MeshOpenTelemetryBackend carries a ReferencedByPolicies condition with reason Referenced while at least one policy points at it. Otherwise the reason is NotReferenced. When a policy points at a backend that doesn’t exist, the control plane logs through the otel-backend-resolution logger and skips the OTel export for that signal:

MeshOpenTelemetryBackend not found, skipping backend  name=main-collector  labels=null

In multi-zone, the most common cause is a zone-authored policy referencing a backend synced from the global control plane by name instead of labels. Switch to labels with the kuma.io/display-name label. A backend only applied on the global control plane can also take a few seconds to reach zone control planes through KDS, so expect short-lived NotReferenced and not found log lines while sync catches up.

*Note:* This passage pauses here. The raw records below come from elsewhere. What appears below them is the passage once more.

PR #507, opened 2024-10-03
bump avalanchego and update uptime interface

iansuvak:
## Why this should be merged
It shouldn't be merged until 1.12.0 is merged in. Pushed here as a convenience for developing against it. 
## How is this documented


iansuvak:
These have been merged to main in #530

Mixed-version data planes during upgrade

backendRef requires the data plane to advertise the feature-otel-via-kuma-dp feature. All 2.14 data planes do by default. During an upgrade where some proxies are still on 2.13, the control plane silently skips the OTel pipe route for those proxies and emits no log entry. The signal doesn’t export through the backend. Read status.openTelemetry on the affected proxies and confirm that the control plane writes no signal status entries for backends referenced with backendRef until the proxy advertises the feature.

Inline endpoint configurations stay on the direct Envoy export path and keep working through the upgrade.